Lidah Tinta

Ikon

Saatnya tinta bersuara lebih lantang dari suara senjata

Menjadi Penulis Cerpen, Siapa Takut?

(Sebuah Proses Kreatif)

oleh Herman RN*

Cerpen adalah salah satu jenis karya sastra yang tergolong ke dalam fiksi. Sebagai fiksionaris, kisah dalam cerpen hanya ada dalam hayalan. Namun, ia dapat beranjak dari dunia nyata semisal pengalaman pribadi maupun pengalaman orang lain, kejadian alam, dan segala hal yang tertangkap pada panca indra.

Bermimpi menjadi penulis cerpen menjadi sebuah keniscayaan, apalagi bagi remaja. Beberapa remaja yang saya temui mengaku suka pada cerpen atau novel—keduanya adalah jenis karya fiksi. Namun, sebagian besar dari mereka mengaku kesulitan menulis cerpen, meskipun sudah mencobanya. Maka, warkah ini mencoba ‘membongkar kabut kesukaran’ menulis cerpen tersebut.     Sebelumnya, mari mengingat kembali apa yang pernah diucapkan Arswendo Atmowiloto dua puluh lima tahun silam. “Mengarang Itu Gampang,” kata dia dalam sebuah buku yang diterbitkan oleh PT Gramedia, Jakarta, 1984. Sangking mudahnya pekerjaan mengarang, Arswendo membahasakannya dengan sebutan “gampang”. Menulis cerpen merupakan sebuah kegiatan mengarang yang dimaksudkan gampang tersebut.

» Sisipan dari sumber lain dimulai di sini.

PR #4454, opened 2026-06-15
Feature/inequality operator

Ritvik718:
**What**:
- Added parsing recognition for the inequality operator (`!=`) in `packages/less/lib/less/parser/parser.js`.
- Implemented evaluation support for the inequality operator in `packages/less/lib/less/tree/condition.js`:
  - Returns `true` when comparison results in inequality (`-1` or `1`).
  - Returns `false` when comparison results in equality (`0`).
  - Returns `true` when comparison is undefined (types are not comparable, meaning they are not equal).
- Added comprehensive unit tests in `packages/test-data/tests-unit/css-guards/css-guards.less` and `css-guards.css`.

**Why**:
Currently, Less lacks an inequality comparison operator, requiring users to write verbose guard checks like `not (@foo = 1)` rather than the cleaner and standard `@foo != 1`. This aligns Less with standard CSS/JS and other CSS preprocessors.

**Checklist**:

- [ ] Documentation - N/A
- [x] Code complete

## Summary by CodeRabbit

* **New Features**
  * Added support for the `!=` (not-equal) operator in guard conditions.

* **Improvements**
  * Enhanced benchmark reporting with better compiler detection and error handling.

* **Tests**
  * Added comprehensive test coverage for inequality guard operators.

### DIFF
--- a/packages/less/benchmark/benchmark-runner.js
+++ b/packages/less/benchmark/benchmark-runner.js
@@ -14,58 +14,58 @@ var extraOpts = {};
 
 // Parse --key=value options from remaining args
 for (var ai = 5; ai < process.argv.length; ai++) {
-  var optMatch = process.argv[ai].match(/^--([a-z-]+)=(.*)$/);
-  if (optMatch) { extraOpts[optMatch[1]] = optMatch[2]; }
+    var optMatch = process.argv[ai].match(/^--([a-z-]+)=(.*)$/);
+    if (optMatch) { extraOpts[optMatch[1]] = optMatch[2]; }
 }
 
 if (!file) {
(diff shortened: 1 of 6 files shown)


matthew-dean:
Guard syntax / conditions is modelled on media query syntax. It doesn't have a `!=` so we'd be unlikely to as well. `not(2 = 2)` is still quite readable

Ritvik718:
Thanks for the explanation, Matthew! That makes complete sense. I hadn't fully considered the design alignment with CSS media query syntax when putting this together.

Since not(a = b) is indeed the idiomatic way to handle this in Less and aligns with CSS standards, I completely understand closing this. Thanks again for your time and feedback!

PR #4461, opened 2026-07-04
Fix #4460: parse comparison/range syntax in container style() queries

### LINKED ISSUE #4460: Container style queries with range syntax
**To reproduce:**

From MDN [example](https://developer.mozilla.org/en-US/docs/Web/CSS/Reference/At-rules/@container#range_syntax)

https://lesscss.org/less-preview/#eyJjb2RlIjoiQGNvbnRhaW5lciBzdHlsZSh2YXIoLS1uKSA9IDMpIHtcbiAgLyog4oCmICovXG59XG5AY29udGFpbmVyIHN0eWxlKGNhbGMoNi8yKSA9IHZhcigtLW4pKSB7XG4gIC8qIOKApiAqL1xufVxuQGNvbnRhaW5lciBzdHlsZSh2YXIoLS1zaXplKSA+IDFsaCkge1xuICAvKiDigKYgKi9cbn0iLCJhY3RpdmVWZXJzaW9uIjoiNC42LjciLCJtYXRoIjoicGFyZW5zLWRpdmlzaW9uIiwic3RyaWN0VW5pdHMiOmZhbHNlfQ==

```less
@container style(var(--n) = 3) {
  /* … */
}
@container style(calc(6/2) = var(--n)) {
  /* … */
}
@container style(var(--size) > 1lh) {
  /* … */
}
```

**Current behavior:**

`Missing closing ')'`

- `less` version: 4.6.7
- `nodejs` version: 24

dweep-js:
Fixes #4460

**What**:
`mediaFeature`'s lookahead regex for range/comparison syntax inside
`@container`/`@media` parentheses only matched a bare lowercase
identifier before the operator (`=`, `>`, `<`, `>=`, `<=`). It failed
whenever the left-hand operand was a function call, such as
`var(--n)` or `calc(6/2)`, because parentheses aren't in the
character class the regex used for its lookahead. This caused a
"Missing closing ')'" parse error for CSS container style queries
using range syntax with custom-property/calc operands, e.g.:

```less
@container style(var(--n) = 3) { ... }
@container style(calc(6 / 2) = var(--n)) { ... }
@container style(var(--size) > 1lh) { ... }
```

**Why**:
This is valid CSS per the container queries spec, and the existing
comparison-parsing machinery (`condition()` / `atomicCondition()` /
`operand()`) already supports function-call operands via
`entities.call()` — the only broken piece was the lookahead regex
deciding whether to even attempt the comparison branch. Widening it
to tolerate a single level of balanced parens (`(?:[^()]|\([^()]*\))*`)
before the operator fixes all three cases in the issue without
touching any other parsing path.

**Checklist**:
- [x] Code complete
- [ ] Documentation (N/A — internal parser fix, no public API/docs change)

## Summary by CodeRabbit

* **Bug Fixes**
  * Improved recognition of comparison operators within parentheses for media feature parsing, improving support for more complex query syntax.

* **Tests**
  * Added regression coverage for `@container style(...)` queries using equality and greater-than comparisons, including cases with `calc(...)` expressions and custom properties.

### DIFF
--- a/packages/less/lib/less/parser/parser.js
+++ b/packages/less/lib/less/parser/parser.js
@@ -492,11 +492,11 @@ const Parser = function Parser(context, imports, fileInfo, currentIndex) {
 
                     let rule = this.ruleProperty();
                     let value;
-
+                  
                     if (rule) {
                         value = this.value();
                     }
-
+                    
                     if (rule && value) {
                         args = [new (tree.Declaration)(rule, value, null, null, parserInput.i + currentIndex, fileInfo, true)];
                     }
@@ -964,7 +964,7 @@ const Parser = function Parser(context, imports, fileInfo, currentIndex) {
                     if (elements) {
                         parensIndex = parserInput.i;
                         parensWS = parserInput.isWhitespace(-1);
-                        if (parserInput.$char('(')) {
+                        if (parserInput.$char('(')) { 
                             args = this.args(true).args;
                             expectChar(')');
                             hasParens = true;
@@ -1320,7 +1320,7 @@ const Parser = function Parser(context, imports, fileInfo, currentIndex) {
                 return new tree.Quoted('', `alpha(opacity=${value})`);
             },
 
-            /**
+            /** 
              * A Selector Element
              *
              *   div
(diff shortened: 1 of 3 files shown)


matthew-dean:
Thanks!

PR #4473, opened 2026-07-19
fix(mixing): resolves issue #4234

### LINKED ISSUE #4234: Adding a default value to a mixin causes arity match failure
**To reproduce:**

In the docs, it describes how mixins match on arity (number of arguments).

That is, you can do this:
```
.mixin(@a) {
  value: @a;
}
.mixin(@a, @b) {
  value: @a + @b;
}

.box {
  .mixin(3);
}
```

Hal yang perlu diperhatikan bagi seorang penulis cerpen adalah kreativitas, baik dalam menyusun kata-kata (membahasakan) maupun dalam mengotak-atik jalan cerita dengan bumbu-bumbu yang dapat mempengaruhi pembaca larut dalam cerita yang dibaca. Tamsilnya begini, gulai kambing akan berbeda citarasanya tatkala hanya digulai sederhana (kambing semata). Namun, saat diberikan sedikit campuran semisal buah nangka, kelapa, merica, cabai, ditambah penyedap rasa lainnya, gulai kambing tersebut akan berubah citarasa menjadi tambah nikmat. Namun demikian, mencampuradukkan segala bumbu tersebut tanpa kelihaian mengolahnya, sama saja bohong. Rasa yang diharapka sedap bisa saja menjadi tambah amburadur. Demikian halnya cerpen, jika hendak mengisahkan sebuah peristiwa semisal kecelakaan dalam cerita tanpa pengaruh alam dan segala apa yang terdapat di sekitar peristiwa tersebut, ceritanya pasti biasa saja, karena kisah kecelakaan nyaris pernah dialami setiap orang. Oleh sebab itu, perlu kelihaian mendeskripsikan peristiwa kecelakaan dimaksud. Kelihaian inilah yang disebut proses kreatif pencerita dan pencitraan.

Penggunaan Paragraf

Dalam menulis cerpen dibutuhkan seni bertutur (bercerita). Ada beberapa jenis paragraf atau ungkapan yang dapat digunakan dalam seni bertutur. Ungkapan atau paragraf tersebut, dalam konteks cerpen, akan menjadi kuat jika menggunakan ungkapan deskripsi. Ungkapan atau paragraf deskripsi menjadi kekuatan detail dalam sebuah cerita (baik cerpen maupun novel) meskipun kedua karya sastra ini sering disebut sebagai karangan narasi. Saya misalkan ada paragraf begini:

“Perempuan itu berkulit kuning langsat. Wajahnya oval, bulu matanya lentik, alisnya tebal, hidungnya mancung sekitar lima senti dan ada tahi lalat di pipi sebelah kiri. Dagunya sekilas bagai sangkar burung tempua. Sesekali barisan putih menyembul dari balik bibirnya saat tersenyum. Ah, bibir yang tipis dan basah…”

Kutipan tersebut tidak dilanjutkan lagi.